# The most fearsome WW2 antisubmarine aircraft?



## oldcrowcv63 (Jul 25, 2016)

Stinson Reliant or Voyager???  or maybe the Grumman Widgeon? 

Don't know if this has been posted before:


_View: https://www.youtube.com/watch?v=WJi9EttppVk_


On the surface, the results don't look terribly compelling. Two subs were apparently sunk or seriously damaged, one by a Grumman Widgeon off NJ and one by a Stinson off the Florida Coast, but there were apparently more instances of a CAP civilian piloted, privately owned light planes armed or unarmed aggressively flying at wave top height toward a periscope feather to disrupt a sub attack on allied coastal shipping suggesting the effort was more than simply a cosmetic veneer to US coastal defense. According to:

http://www.capmembers.com/media/cms/CAP_UBOATSDOWN_ECFBEC512D7DB.pdf

and:

Fact Sheet - Civil Air Patrol

"173 U-Boat sighting were reported , bombs or depth charges were dropped at 57 of these sighted U-Boats."

To the 65 aerial Minute Men aerial militia of the twentieth Century USA who gave their lives on operations during WW2 of which there were 26 airman lost in 13 planes. 

Anyone living or vacationing near Nags Head, on the North Carolina Outer Banks may want to visit the CAP museum at the Dare County Regional Airport terminal building. The same airport is where Tommy Blackburn's VF-17 Jolly Roger squadron trained during WW2. The museum also has displays and items recounting that history as well.


----------



## bobbysocks (Aug 10, 2016)

how about this...attacking a U-boat in a blimp...
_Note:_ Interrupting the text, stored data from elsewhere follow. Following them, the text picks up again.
PR #12236, opened 2026-06-18
[Bug] Trace dataset auto creation

TackAdam:
### Description
The trace/log auto-creation flow (Workspace Creator + Explore/Agent Traces callouts) was creating index patterns with no fields, breaking the time picker and any aggregations that referenced the time field.

**Symptom:** `Could not locate that index-pattern-field (id: endTime)` thrown from `AggConfig.setParams` whenever a chart attempted to use an auto-created dataset.

Fixed auto create:

https://github.com/user-attachments/assets/35a8aaa6-0c79-4ba8-a4c8-7cca303a17dc

## Root Cause

PR #11653 (*Remove legacy write-on-read behavior from DataViewsService and IndexPatternsService*) removed the safety net that automatically fetched fields when legacy or empty index patterns were read.

The auto-creation flow in Explore and Agent Traces was creating index patterns directly through `savedObjectsClient.create('index-pattern', ...)`, which never triggers `_fields_for_wildcard`. As a result, newly-created patterns were persisted with `fields: undefined`.

Simply switching to `dataViews.createAndSave(...)` was not sufficient. Its internal `refreshFields()` call can silently fail in some contexts. This was verified through DevTools: clicking **Create Trace Datasets** produced no `_fields_for_wildcard` request at all.

The Dataset Management and Index Pattern Management wizards were unaffected because their `step_time_field` UI calls `getFieldsForWildcard()` before creation in order to populate the time-field selector. That side effect effectively "warms" the field list before `createAndSave()` executes.

The auto-create flow skipped that step entirely.

## Fix

The auto-creation utility now mirrors the manual wizard flow explicitly.

### 1. Pre-fetch fields

Before creating the dataset, call:

`dataViews.getFieldsForWildcard({ pattern, dataSourceId })`

This is the same API used by `step_time_field.tsx`.

### 2. Embed fields directly into the DataView spec

The fetched field list is converted via `fieldArrayToMap()` and supplied directly to:

`dataViews.create(spec, /* skipFetchFields */ true)`

followed by:

`dataViews.createSavedObject(dataView)`

Going through `create()` + `createSavedObject()` instead of `createAndSave()` lets us:

* Pass `skipFetchFields: true` since fields were already pre-fetched into the spec, eliminating an unnecessary round-trip.
* Avoid `createAndSave()`'s internal `setDefault(id)` call, which would otherwise silently change the workspace's default index pattern whenever auto-creation ran in a workspace with no default configured.

Because the `DataView` constructor reads `spec.fields` and initializes `this.fields`, the saved object is persisted with a populated `fields` payload even if the in-flight `refreshFields()` operation never succeeds.

### 3. Post-create refresh

After creation, perform:

`clearCache() → get() → refreshFields() → updateSavedObject() → clearCache()`

This provides an additional recovery path for any dataset that still lands with empty fields.

### 4. Refresh reused patterns

The existing-pattern reuse path now performs the same refresh sequence.

This allows index patterns that were previously created by the buggy implementation to automatically recover the next time the auto-create flow executes.

### Failure handling

If all field-loading mechanisms fail (network issues, missing mappings, etc.), errors are caught and logged through `console.warn(...)`.

The dataset is still created and users can manually select **Refresh field list** later. No crash occurs.

### Indices do not exist / no OTel fields

Detection returns `tracesDetected: false`.

The callout is not shown and no dataset is created.

### Detection succeeds but field pre-fetch fails

The dataset is still created.

A warning is logged and the dataset displays **Fields (0)** until manually refreshed. No crash occurs.

### Existing empty pattern is reused

The pattern is automatically recovered through the refresh path added to the reuse flow.

#### Explore

**`src/plugins/explore/public/utils/create_auto_datasets.ts`**

* Reworked `createAutoDetectedDatasets`
* Accepts `DataViewsContract`
* Pre-fetches fields
* Embeds fields in the creation spec
* Uses `create()` + `createSavedObject()` (skips `setDefault()` and removes one redundant field fetch)
* Refreshes fields during both create and reuse flows

**`src/plugins/explore/public/components/trace_auto_detect_callout.tsx`**

* Passes `services.dataViews`
* No longer routes through `services.indexPatterns`

#### Agent Traces (single source of truth)

**`src/plugins/agent_traces/public/components/trace_auto_detect_callout.tsx`**

* Imports `createAutoDetectedDatasets` directly from `../../../explore/public`
* Matches the same pattern already used by `workspace_creator`

**Deleted:**

* `src/plugins/agent_traces/public/utils/create_auto_datasets.ts`
* `src/plugins/agent_traces/public/utils/create_auto_datasets.test.ts`

The previous implementation duplicated Explore logic and had begun to drift. Agent Traces now relies on the Explore implementation as the single source of truth.

**`src/plugins/agent_traces/public/index.ts`**

* No longer re-exports `createAutoDetectedDatasets`
* No external consumers remain

#### Workspace

**`src/plugins/workspace/public/components/workspace_creator/workspace_creator.tsx`**

* Passes `dataPlugin.dataViews`
* Removes an obsolete `@ts-expect-error` directive now flagged as unnecessary by type checking

### `create_auto_datasets.test.ts` (Explore)

Rewritten for the new function signature with coverage for:

* Pre-fetching fields and embedding them in the DataView spec
* Verifying `setDefault()` is never called
* Creating datasets when field pre-fetch returns no results
* Reusing existing index patterns without creating duplicates while still refreshing fields
* Returning the existing ID when refresh operations fail
* Falling back to `find()` when `createSavedObject()` throws `DuplicateDataViewError`

### Callout Component Tests

Both Explore and Agent Traces callout tests were updated to:

* Include `dataViews` in mocks
* Validate the updated function signature
* Mock `../../../explore/public` in Agent Traces to support the new direct import path

## Test Results

* ✅ 38/38 tests passing across all affected suites
* ✅ Type checking clean on all modified files

## Verification

Using the DevTools Network tab, clicking **Create Trace Datasets** now produces `_fields_for_wildcard?pattern=otel-v1-apm-span*` requests that were previously missing.

The resulting saved object contains a populated `attributes.fields` payload, and the trace page loads successfully without the `Could not locate that index-pattern-field (id: endTime)` error.

### Check List

- [ ] All tests pass
  - [ ] `yarn test:jest`


src/plugins/explore/public/utils/create_auto_datasets.ts
```diff
@@ -13,11 +14,108 @@ export interface CreateDatasetsResult {
...
+  // refreshAndPersistFields below makes a second attempt.
+  const fields = await fetchFieldsForPattern(
+    dataViews,
+    spec.title as string,
+    effectiveDataSourceId
+  );
+
+  let createdId: string | null = null;
+  try {
+    const created = await dataViews.createAndSave({ ...spec, fields });
```
ps48: `createAndSave` internally calls `setDefault(id)` (data_views.ts:639), which writes `defaultIndex` whenever it's currently unset (data_views.ts:338). The previous `savedObjectsClient.create` path never touched `defaultIndex`. So in a workspace with no default yet, auto-creation will now set the trace/log dataset as the user's default index pattern. Flagging in case that side effect isn't intended here.

src/plugins/explore/public/utils/create_auto_datasets.ts
```diff
@@ -13,11 +14,108 @@ export interface CreateDatasetsResult {
...
+  }
+}
+
+// Force-refresh an existing index pattern's field list and persist it. Recovers index
+// patterns left empty by the prior buggy version of this code.
+async function refreshAndPersistFields(dataViews: DataViewsContract, id: string): Promise<void> {
+  try {
+    dataViews.clearCache(id);
+    const view = await dataViews.get(id);
+    await dataViews.refreshFields(view);
```
ps48, line 44: Worth noting the field list can be fetched up to three times per dataset: the explicit `fetchFieldsForPattern` pre-fetch, `createAndSave`'s own `refreshFields` (since `skipFetchFields` defaults to `false`), and this `refreshAndPersistFields` pass. Since fields are already embedded in the spec, passing `skipFetchFields=true` to `createAndSave` would drop one round-trip.

src/plugins/explore/public/utils/create_auto_datasets.ts
```diff
@@ -13,11 +14,108 @@ export interface CreateDatasetsResult {
...
+async function fetchFieldsForPattern(
+  dataViews: DataViewsContract,
+  pattern: string,
+  dataSourceId?: string
+) {
+  try {
+    const fields = await dataViews.getFieldsForWildcard({ pattern, dataSourceId });
+    if (!Array.isArray(fields) || fields.length === 0) {
+      // eslint-disable-next-line no-console
+      console.warn(`No fields returned for pattern "${pattern}" (dataSource: ${dataSourceId})`);
```
ps48, line 27: These field-fetch failures surface to the user as a silently empty field list. Routing through `notifications.toasts` or a debug logger would make them more discoverable than `console.warn` (matches existing code here, so non-blocking).

src/plugins/agent_traces/public/utils/create_auto_datasets.ts
```diff
@@ -13,11 +14,102 @@ export interface CreateDatasetsResult {
   correlationId: string | null;
 }
 
+// Pre-fetch the field list ourselves before calling createAndSave. PR #11653 removed the
```
ps48: This comment is truncated to a single line ending mid-clause ("...removed the"). The explore copy has the full 6-line version — worth syncing them.

src/plugins/agent_traces/public/utils/create_auto_datasets.ts
```diff
@@ -13,11 +14,102 @@ export interface CreateDatasetsResult {
...
+  }
+  return createdId;
+}
+
 /**
  * Create auto-detected trace and log datasets with correlation
  */
 export async function createAutoDetectedDatasets(
   savedObjectsClient: SavedObjectsClientContract,
+  dataViews: DataViewsContract,
```
ps48: This file and `explore/public/utils/create_auto_datasets.ts` are intended to be identical (test files too), and the truncated comment above shows they're already drifting. A shared helper — or importing from one plugin into the other, as `workspace_creator` already imports from `explore/public` — would prevent future skew.

TackAdam:
@ps48 
  Thanks for the review — addressed all of these:

  1. setDefault side effect — Switched from dataViews.createAndSave() to explicit dataViews.create() + dataViews.createSavedObject(). Auto-creation no longer touches defaultIndex. New test asserts setDefault is never invoked.

  2. 3× field fetch — Now passing skipFetchFields: true to create() since fields are already pre-fetched and embedded in the spec. Round-trips per dataset go from 3 → 2.

  3. Drift between explore/agent_traces — Eliminated. agent_traces/public/utils/create_auto_datasets.ts and its test file are deleted. agent_traces/public/components/trace_auto_detect_callout.tsx now imports createAutoDetectedDatasets directly from ../../../explore/public (same pattern workspace_creator already uses). Single source of truth, no shim file.

  Tests: 38/38 passing across the three remaining suites. Typecheck clean.

ps48 (approved):

Maosaic (approved):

Blimp vs. U-boat | Defense Media Network

Reactions: Like Like:
1 | Like List reactions


----------



## Shortround6 (Aug 10, 2016)

At the Bradley Aircraft Museum.

Delaware pilot Maj. Hugh Sharp and observer Lt. Eddie Edwards became the first civilians ever to be awarded the U.S. Air Medal after performing a daring rescue when a CAP plane had engine trouble and went down off the coast with a crew of two.

One crew member, Lt. Charles Shelfus, was lost when the plane went down and his body was never recovered. Lt. Henry Cross survived the ditching but sustained several fractured vertebrae.

Sharp and Edwards got the call and departed in the Sikorsky S-39B amphibian and managed to land in the rough seas to pick up survivor Cross. The plane’s left pontoon was damaged during landing and started taking on water making take-off impossible.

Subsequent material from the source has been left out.